You'd have to handle the state and federal taxes, plus pay "self-employment tax" (which is twice the social security rate since you'd be paying both employer and employee portions yourself) - but you could take your business expenses (including an accountant, if you need one) as deductions.

You might want to visit a local accountant or accounting service to see what sort of arrangements they would be willing to set up for you as a self-employed business.
Cheers,
Bev


----------



## BBCWatcher (Dec 28, 2012)

You can also set up a "Solo 401(k)" under the arrangement Bev describes, if you wish.


----------



## porthos3 (Dec 18, 2014)

Thank you both so much. This will give me a place to start.

Obviously there are a lot of variables, but how would you expect taxes to compare to being self-employed in the United States?

I am aware that those who are self-employed must pay both the employee and employer parts of the Social Security taxes, but that deductions are available for this.

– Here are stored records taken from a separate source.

PR #6157, opened 2017-12-13
[1LP][RFR] Added test_custom_button_order_ansible_playbook_service

quarckster:
Intent
=================

__Adding test__  for ordering ansible service via a custom button. That feature implemented in version 5.9.

{{pytest: -v -k "test_custom_button_order_ansible_playbook_service" --long-running}}

### DIFF
--- a/cfme/ansible/repositories.py
+++ b/cfme/ansible/repositories.py
@@ -3,7 +3,8 @@
 import attr
 from navmazing import NavigateToAttribute, NavigateToSibling
 from widgetastic.exceptions import NoSuchElementException
-from widgetastic.widget import Text, Checkbox, Fillable
+from widgetastic.widget import Text, Checkbox, Fillable, View
+from widgetastic_manageiq import Table, PaginationPane, SummaryTable
 from widgetastic_patternfly import Dropdown, Button, Input
 
 from cfme.base.login import BaseLoggedInPage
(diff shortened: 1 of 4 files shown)


dajoRH:
Lint report for commit b08848536faa7ddf58f8edd91d1fd35d34fdb4de:

`cfme/automate/buttons.py`:
- :red_circle: Line 280:15: **N801** *class names should use CapWords convention*

**No commit flaws detected**.

*CFME QE Bot*

dajoRH:
*CFME QE Bot*

cfme/ansible/repositories.py
```diff
@@ -110,6 +117,12 @@ def db_object(self):
     def playbooks(self):
         return self.collections.playbooks
 
+    def get_detail(self, title, field, refresh=False):
```
mshriver: **Required/Question**

@psav @mfalesni @jkrocil Would like your opinion here.
It was my understanding part of the effort to convert to WT was removing `load_detail`/`get_detail` methods such as this, since with WT this can instead be achieved with a single line `view.entities.repository_options.get_text_of(field)`.

Looks like this is only used in a wait_for, where the refresh click can be passed as fail_func.

I'd prefer to not have `get_detail` methods sporadically through the API.

jkrocil: @mshriver Agreed.

This issues exists in a few other places of our codebase already, though:
https://github.com/ManageIQ/integration_tests/blob/master/cfme/infrastructure/host.py#L202
https://github.com/ManageIQ/integration_tests/blob/master/cfme/containers/provider/__init__.py#L572
https://github.com/ManageIQ/integration_tests/blob/master/cfme/common/vm.py#L277
...

They should be fixed all at once, but in a separate PR. I'm in favor of a bit of tech-debt for the sake of more stable RC.

PR #6174, opened 2017-12-14
[1LP][RFR] update reload buttons 

izapolsk:
reload button title was changed in latest 5.9.


ohiliazo:
It seems one button is left: __cfme/configure/tasks.py: 112__

izapolsk:
@ohiliazo, I fixed tasks.py. It has "the" in the title. Please check that it is correct.
config_management was already fixed by someone else.

PR #6175, opened 2017-12-14
[1LP][RFR] BZ blocker tries to handle cfme-future correctly

mfalesni:


cfme/utils/bz.py
```diff
@@ -160,13 +161,20 @@ def resolve_blocker(self, blocker, version=None, ignore_bugs=None, force_block_s
                 filtered.clear()
                 filtered.add(variant)
                 break
+            elif (
+                    variant.release_flag is not None and variant.release_flag == 'future' and
```
otsuman: **REQUIRED:** `variant.release_flag is not None` statement is redundant if you are using `variant.release_flag == 'future' ` as well

mfalesni: Done.

PR #6186, opened 2017-12-15
[1LP][RFR] Checks Password field empty or not after invalid login attempt

niyazRedhat:
This test will fail in 5.8 due to this bz 1089786.This bz is only fixed in 5.9. 
{{pytest: -v cfme/tests/test_login.py -k test_bad_password}}

### DIFF
--- a/cfme/tests/test_login.py
+++ b/cfme/tests/test_login.py
@@ -2,6 +2,7 @@ import pytest
 
 from cfme import test_requirements
 from cfme.base.credential import Credential
+from cfme.base.ui import LoginPage
 from cfme.utils.appliance import ViaSSUI, ViaUI
 from cfme.utils import conf, error, version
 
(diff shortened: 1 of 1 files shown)


cfme/tests/test_login.py
```diff
@@ -51,3 +52,5 @@ def test_bad_password(context, request, appliance):
     with appliance.context.use(context):
         with error.expected(error_message):
             appliance.server.login(user)
+        view = appliance.browser.create_view(LoginPage)
```
rlbabyuk: **Question**: Will this issue be fixed in 5.8? If not, please add version check here not to fail 5.8 test

vatsalparekh: @niyazRedhat `if version.current_version() < '5.9':`

niyazRedhat: @rlbabyuk Yes sure thanks. I am adding version check.

niyazRedhat: @vatsalparekh thanks

PR #6195, opened 2017-12-18
[1LP][RFR] .pick() is not needed as descriptor resolves it

psav:
* Was part of the WT conversion

### DIFF
--- a/cfme/common/vm.py
+++ b/cfme/common/vm.py
@@ -1,10 +1,8 @@
 # -*- coding: utf-8 -*-
 """Module containing classes with common behaviour for both VMs and Instances of all types."""
 from datetime import datetime, date, timedelta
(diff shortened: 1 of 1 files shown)


cfme/common/vm.py
```diff
@@ -218,7 +215,7 @@ def delete(self, cancel=False, from_details=False):
 
         if from_details:
             view = navigate_to(self, 'Details')
-            view.toolbar.configuration.item_select(self.REMOVE_SINGLE.pick(self.appliance.version),
+            view.toolbar.configuration.item_select(self.REMOVE_SINGLE,
                                                    handle_alert=not cancel)
```
mfalesni: You can probably put the handle_alert on the same line.

PR #6197, opened 2017-12-18
[WIPTEST] Fixed BaseVM.compliance_status in cfme/common/vm.py

ohiliazo:
__Fixing__ BaseVM.compliance_status because its return statement currently raises AttributeError.

{{pytest: --long-running cfme/tests/control/test_actions.py -k test_action_check_compliance}}


quarckster:
Already done in #6191

PR #6201, opened 2017-12-18
[RFR] Do not flush - workaround

mfalesni:
Though I noticed that people use it in various places :(

### DIFF
--- a/cfme/utils/appliance/implementations/ui.py
+++ b/cfme/utils/appliance/implementations/ui.py
@@ -201,8 +201,9 @@ class CFMENavigateStep(NavigateStep):
             # self.log_message('Op is a Nop! ({})'.format(fn.__name__))
             return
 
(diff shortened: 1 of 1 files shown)


cfme/utils/appliance/implementations/ui.py
```diff
@@ -201,8 +201,9 @@ def check_for_badness(self, fn, _tries, nav_args, *args, **kwargs):
             # self.log_message('Op is a Nop! ({})'.format(fn.__name__))
             return
 
-        if self.VIEW:
-            self.view.flush_widget_cache()
+        # TODO: Uncomment after resolving the issue in widgetastic. Shouldn't be needed though :)
```
mshriver: might want to include link to WT PR if this actually gets merged: 
https://github.com/RedHatQE/widgetastic.core/pull/67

However, would I have to pay any additional UK taxes as the sole proprietor?

Thank you,
Jonathan


----------



## BBCWatcher (Dec 28, 2012)

You would be self-employed in the United States -- that's the point. The work takes place where you are physically located.


----------



## porthos3 (Dec 18, 2014)

Great! Thanks a lot!


----------



## Bevdeforges (Nov 16, 2007)

One small caveat to consider: we've had a spate of folks coming through here with their employers wanting to pay them on the local (for the employer) payroll to work remotely somewhere else. This is normally offered due to the arrangement being the easiest for the employer, with little or no consideration of the "employee's" side of things.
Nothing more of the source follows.